Scandinavian Journal of Surgery
- Discipline: Surgery
- Language: English
- Edited by: Paulina Salminen

Publication details
- History: 1919-present
- Publisher: SAGE Publications
- Frequency: Quarterly
- Impact factor: 2.1 (2025)

Standard abbreviations
- ISO 4: Scand. J. Surg.

Indexing
- ISSN: 1457-4969 (print) 1799-7267 (web)
- OCLC no.: 252872852

Links
- Journal homepage; Online access; Online archive;

= Scandinavian Journal of Surgery =

Scandinavian Journal of Surgery is a peer-reviewed academic journal that publishes papers in the field of surgery and orthopaedics. The journal's editor-in-chief is professor Paulina Salminen (Turku University Hospital, Finland).
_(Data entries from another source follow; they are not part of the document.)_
Issue #732, opened 2021-10-16
Deployment under a URL subfolder


alethiophile:
**Describe the bug**
I'm trying to deploy Organice under a URL subfolder. There's a Nextcloud instance hosted on another subfolder of the same domain, and the goal is to be able to use Organice on those files without having to loosen the CORS settings. Having Organice hosted under the same subdomain should allow this due to same-origin (AFAICT).

However, it seems that Organice always assumes it will be hosted at the root of the subdomain. When I configure my server to host the Organice build directory at the URL subfolder `organice`, it successfully downloads the index.html, but all requests for static resources go to `/static/js/etc` directly, rather than `/organice/static/js/etc`. This makes organice fail to load.

I've tried adding a `homepage` directive to the `package.json`, as described in the Create React App docs [here](https://create-react-app.dev/docs/deployment#building-for-relative-paths). When I build with this set, organice loads successfully; however, for some reason, on first loading `index.html`, the client-side router redirects me to the root of the subdomain (rather than `/organice/`). How do I make it use the correct URLs on the client side?

**To Reproduce**
1. Configure your Web server to serve organice under a URL subdirectory e.g. `/organice/`
2. Watch it fail to load all the static assets

munen:
Relabeled, because this is a change request, not a bug in existing behaviour.

munen:
Hi @alethiophile 

Thank you for opening a new issue. Are you planning on working on this?

munen:
Closing this issue as per https://github.com/200ok-ch/organice/blob/master/CONTRIBUTING.org#how-we-work-with-issues. If you choose to work on it at some point later, please re-open the issue.

PR #771, opened 2022-01-11
Enable hosting from subdirectory

Pascal-So:
As a server admin I want to host organice from a subdirectory URL in order to arrange my server's routes to my liking and to have more technical flexibility (i.e. host organice from the same domain as nextcloud so that I don't have to set up CORS).

This fixes issue #732.

This implementation uses [CRA's `homepage` feature in `package.json`](https://create-react-app.dev/docs/deployment/#building-for-relative-paths). The person wanting to host organice from a subdomain should then adjust the `homepage` value to the full desired domain and path, for example `"homepage": "https://example.com/organice/"`.

After running `yarn build` as usual, they can then upload the resulting build output to that subdirectory on their server. Before this change, this was not possible because the router would have kept redirecting to the "/" route, the assets were not found, etc.

Internally, CRA takes the `homepage` value and extracts the path part of it, which is then assigned to `PUBLIC_URL`. It would also be possible to build organice without adjusting the `homepage` value and instead just calling `PUBLIC_URL=/organice yarn build`.

In my PR I left the `homepage` value as `""` which should be safe as that should lead to the same behaviour as not specifying it. See the relevant implementation in CRA [here](https://github.com/facebook/create-react-app/blob/9673858a3715287c40aef9e800c431c7d45c05a2/packages/react-dev-utils/getPublicUrlOrPath.js#L47) (the code doesn't check for undefined, it just casts to bool). 

Do you want me to add some documentation for this? If yes, where? Should I add a new section in the FAQ for this?

### DIFF
--- a/src/components/SyncServiceSignIn/index.js
+++ b/src/components/SyncServiceSignIn/index.js
@@ -35,7 +35,7 @@ function WebDAVForm() {
             persistField('webdavEndpoint', url);
             persistField('webdavUsername', username);
             persistField('webdavPassword', password);
-            window.location = window.location.origin + '/';
+            window.location = window.location.origin + process.env.PUBLIC_URL;
           }}
         >
           <p>
@@ -165,9 +165,11 @@ export default class SyncServiceSignIn extends PureComponent {
       clientId: process.env.REACT_APP_DROPBOX_CLIENT_ID,
       fetch: fetch.bind(window),
     });
-    dropbox.auth.getAuthenticationUrl(window.location.origin + '/').then((authURL) => {
-      window.location = authURL;
-    });
+    dropbox.auth
+      .getAuthenticationUrl(window.location.origin + process.env.PUBLIC_URL)
+      .then((authURL) => {
+        window.location = authURL;
+      });
   }
 
   handleGoogleDriveClick() {
@@ -185,7 +187,7 @@ export default class SyncServiceSignIn extends PureComponent {
 
             gapi.auth2.getAuthInstance().signIn({
               ux_mode: 'redirect',
-              redirect_uri: window.location.origin,
+              redirect_uri: window.location.origin + process.env.PUBLIC_URL,
             });
           });
       });
--- a/package.json
+++ b/package.json
@@ -5,6 +5,7 @@
   "engines": {
     "node": "^12.13.1"
   },
+  "homepage": "",
   "dependencies": {
     "@bity/oauth2-auth-code-pkce": "^2.13.0",
     "bowser": "^2.11.0",
--- a/src/App.js
+++ b/src/App.js
@@ -216,7 +216,7 @@ export default class App extends PureComponent {
   render() {
     return (
       <DragDropContext onDragEnd={this.handleDragEnd}>
-        <Router>
+        <Router basename={process.env.PUBLIC_URL}>
           <Provider store={this.store}>
             <div className="App">
               <Entry />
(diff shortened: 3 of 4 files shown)


Pascal-So:
hmm, [circleci fails with `error 'process' is not defined`](https://app.circleci.com/pipelines/github/200ok-ch/organice/1721/workflows/9278e0e9-0086-4841-a65e-b41359c82419/jobs/3641/parallel-runs/0/steps/0-106)...

But I noticed that the code is already using the `process` object in `SyncServiceSignIn`, so does anyone know why this fails for my code?

Pascal-So:
Ah I see, we need to tell eslint that the `process` global exists: https://eslint.org/docs/user-guide/configuring/language-options#specifying-globals

Instead of adding the `/* global process */` comment everywhere, would it make more sense to add that to the `.eslintrc.yml` file instead?

src/components/SyncServiceSignIn/index.js
```diff
@@ -35,7 +35,7 @@ function WebDAVForm() {
             persistField('webdavEndpoint', url);
             persistField('webdavUsername', username);
             persistField('webdavPassword', password);
-            window.location = window.location.origin + '/';
+            window.location = window.location.origin + process.env.PUBLIC_URL;
```
schoettl, line 38: How does it behave if PUBLIC_URL is undefined instead of `/`?

Pascal-So: Ah, good catch, thanks. It just turns into "" so the trailing slash would be missing. It looks like trailing slashes are removed from the `PUBLIC_URL` anyway (for both the `homepage` method and directly specifying `PUBLIC_URL`) so I'll simply re-add the `+ '/'` after the `PUBLIC_URL`.

schoettl: Alright, but does it also work for `export PUBLIC_URL='/'` (which should be allowed IMO)? Sorry for that annoyance; I also don't have a solution by hand right now...

Pascal-So: Yes I also tested that, this behaves the same as the other cases i.e. the slash is removed and `PUBLIC_URL` ends up as "" which is what we want.

Pascal-So:
I was also wondering what would happen for a subdirectory that contains the string 'files', see this snippet in [`renderFileBrowserBackButton()`](https://github.com/200ok-ch/organice/blob/47f2ccbe34b72900765b3ab9d7bd5ba4ee81bd60/src/components/HeaderBar/index.js#L56):

```js
const fileParts = window.location.href.split('/').map((e) => decodeURIComponent(e));
if (_.includes(fileParts, 'files')) {
  backPath = _.last(fileParts);
}
```

Hosting this at `https://example.com/organice/files` now leads to the problem that the settings page renders like this: 

image

instead of like this:

image

There are however two remarks I have about this situation:

1. It doesn't seem very likely that someone would use `files` as one of the directory names in the path to their organice instance, worst case we can warn against it in the documentation.
2. The back button text appears to be misappropriated for the directory name when browsing files. In my opinion the back text should always be "Back", and the current directory name should be printed somewhere else:
  a. either centered in the title bar just like the "Settings" text on the settings page
  b. or if that leads to problems with the directory name being too long then maybe add a breadcrumb line below the title bar. That way the whole path would be visible, not just the name of the current directory.

With the directory name being displayed somewhere else, we could then change the `renderFileBrowserBackButton()` to always display the "Back" text instead of something dynamic.

image
  
Therefore I don't think this issue is significant.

It has been in publication since 1919 and is currently published by SAGE Publications on behalf of the Finnish Surgical Society.

== Abstracting and indexing ==
Scandinavian Journal of Surgery is abstracted and indexed in, among other databases: SCOPUS, and the Social Sciences Citation Index. According to the Journal Citation Reports, its 2025 impact factor is 2.1, ranking it 128 out of 321 journals in the category ‘Surgery’.